Утром муж подъехал к поликлинике на голубых «Жигулях». Настенька, радостно поздоровавшись с ним, посмотрела в окно и спросила ровным голосом, почти равнодушно:
— А где красная машина?
— К-кардан полетел, — ответил Евгений Александрович, — пришлось отбуксировать н-на станцию техобслуживания.
«Записал бы их на мое имя, не полетел бы кардан этот», — со злорадством подумала Настенька, а вслух сказала:
— Жалко.

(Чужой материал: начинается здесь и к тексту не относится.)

PR #1161, opened 2023-06-29
Use unicode characters for icons

ariordan-redhat:
Inline images that represented icons do not display correctly on the customer portal.
Changes to the portal can also introduce errors.
Use the Unicode characters recommended by the HCC to show inline icons.
Use an attribute to represent the icons.

Example of badly rendered "more actions" icon:

image


ianf77 (approved):
LGTM

dcdacosta (approved):
LGTM!

PR #1179, opened 2023-07-04
Replace acme.org with example.com

ianf77:
Mainly in inventory file examples

[DDF] acme.org is not owned by Red Hat, please use example.com or similar, explicitly reserved for documentation, domains

https://issues.redhat.com/browse/AAP-13632

### DIFF
--- a/downstream/modules/platform/ref-example-platform-ext-database-customer-provided.adoc
+++ b/downstream/modules/platform/ref-example-platform-ext-database-customer-provided.adoc
@@ -24,8 +24,8 @@ This example does not have a host under the database group. This indicates to th
 # hybrid2.example <- this will default to hybrid
 
 [automationcontroller]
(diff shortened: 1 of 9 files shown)


evgeni:
There are still two mentions of `acme.org` in the files, but I have no idea where those are rendered:

```
% git grep acme\.
downstream/archive/archived-modules/platform/ref-external-existing-database.adoc:tower.acme.org
downstream/modules/platform/ref-standalone-hub-ext-database-inventory.adoc:data.acme.org
```

Otherwise LGTM!

ianf77:
The one marked archive/ is in an archive folder as it's not used in any document. It can be ignored. Found the other file and fixing it now.

evgeni:
that works for me :)

thanks ian!

emurtoug (commented):
LGTM

PR #1181, opened 2023-07-04
Replace acme.org with example.com (#1179)

ianf77:
* Replace acme.org with example.com

Mainly in inventory file examples

[DDF] acme.org is not owned by Red Hat, please use example.com or similar, explicitly reserved for documentation, domains

https://issues.redhat.com/browse/AAP-13632

* Replace acme.org with example.com

Caught missing instance

[DDF] acme.org is not owned by Red Hat, please use example.com or similar, explicitly reserved for documentation, domains

https://issues.redhat.com/browse/AAP-13632


emurtoug (commented):
LGTM

PR #1198, opened 2023-07-13
Delete empty additional resources section

ariordan-redhat:
Delete empty additional resources section.
It was causing the module following it to be enclosed in a box.

image


ianf77 (approved):
LGTM

PR #1201, opened 2023-07-13
2.3 Delete empty additional resources section (#1198)

ariordan-redhat:
Backports #1198 to 2.3

Delete empty additional resources section.
It was causing the module following it to be enclosed in a box.

image


ianf77 (approved):
LGTM

PR #1226, opened 2023-07-18
2.4 Remove empty Additional Resources sections (#1203)

ariordan-redhat:
Empty additional resources sections are causing the assemblies or modules that follow them to be enclosed in a box.
Delete empty sections.


lmalivert:
LGTM @ariordan-redhat 👍🏾

PR #1235, opened 2023-07-21
Updating EDA controller user guide asciidoc

EMcWhinn:
Making necessary changes as per content audit

Updating EDA controller user guide asciidoc elements

https://issues.redhat.com/browse/AAP-13856

Affects `titles/eda-user-guide`


downstream/assemblies/eda/assembly-eda-projects.adoc
```diff
@@ -0,0 +1,9 @@
+[id="eda-projects"]
+
+= Projects
+
+[role="_abstract"]
+
+Projects are a logical collection of rulebooks.
+
+include::eda/proc-eda-set-up-new-project.adoc[leveloffset=-0]
```
dcdacosta, line 9: This should be [leveloffset=+1] which indicates that it is a subsection of this assembly. Then in the procedure module, the title should have only 1 = preceding the title text. I'll comment there as well. I believe nesting was previously managed with the = in the modules but now that we're using assemblies, the nesting is controlled by the leveloffset.

downstream/modules/eda/proc-eda-set-up-new-project.adoc
```diff
@@ -1,20 +1,20 @@
 [id="eda-set-up-new-project"]
 
-= Setting up a new project
+== Setting up a new project
```
dcdacosta, line 3: This should be = Setting up a new project and the extra = should be removed. See above for the explanation and don't hesitate to let me know if you need me to clarify further.

dcdacosta (approved):
Hi @EMcWhinn, Great job on this, I left just a few minor comments.

downstream/assemblies/eda/assembly-eda-projects.adoc
EMcWhinn: Done :)

dcdacosta (approved):
LGTM!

Только что купили. Да, Евгений Александрович, вас в профком приглашали, какое-то заседание насчет жилья.
Зайцев ушел, а Настенька пригласила очередного пациента — худенького мальчика лет пятнадцати с левосторонним флюсом.
— Ну что, наелся конфет?
— Я больше не буду, — жалобно промычал мальчишка. Опухоль уже начала спадать. Настенька аккуратно надрезала десну, удалила гной, промыла полость рта. Мальчишка мужественно мычал, слезил, но не дергался.
— Ну, вот и умница, через недельку приходи, удалим все твои плохие зубы.
В это время ее позвали к телефону.
— Кто? — спросила она медсестру, горбатенькую и ласковую тетю Грушу.
— Мужской голос, очень приятный.
«Любопытно, кто это может быть? Уж не Аркадий ли набрался смелости?» С Аркадием Настенька познакомилась на вечеринке у Зои и однажды весь вечер танцевала с ним. Но с той поры, как Зайцев запретил ей отлучаться из дома, Настенька в гости не ходила.
— Слушаю вас, — на всякий случай она плотнее прижала трубку к уху, чтобы тетя Груша не могла ничего услышать.
— Добрый день, Анастасия Львовна, — раздался в трубке действительно приятный, по совсем незнакомый мужской баритон.
— Слушаю вас, — прошептала Настенька, бледнея и поворачиваясь в угол, чтобы никто не видел ее лица.
— Мы получили ваше письмо и хотели бы побеседовать с вами.
— А куда мне идти? — заплетающимся от страха языком пробормотала Настенька. — И когда?
— Если не очень трудно, зайдите к трем часам в городской отдел милиции в двенадцатую комнату.
— Хорошо, я приду. А мужу сказать?
Мужчина на том конце провода чуть помедлил.
— На ваше усмотрение, Анастасия Львовна.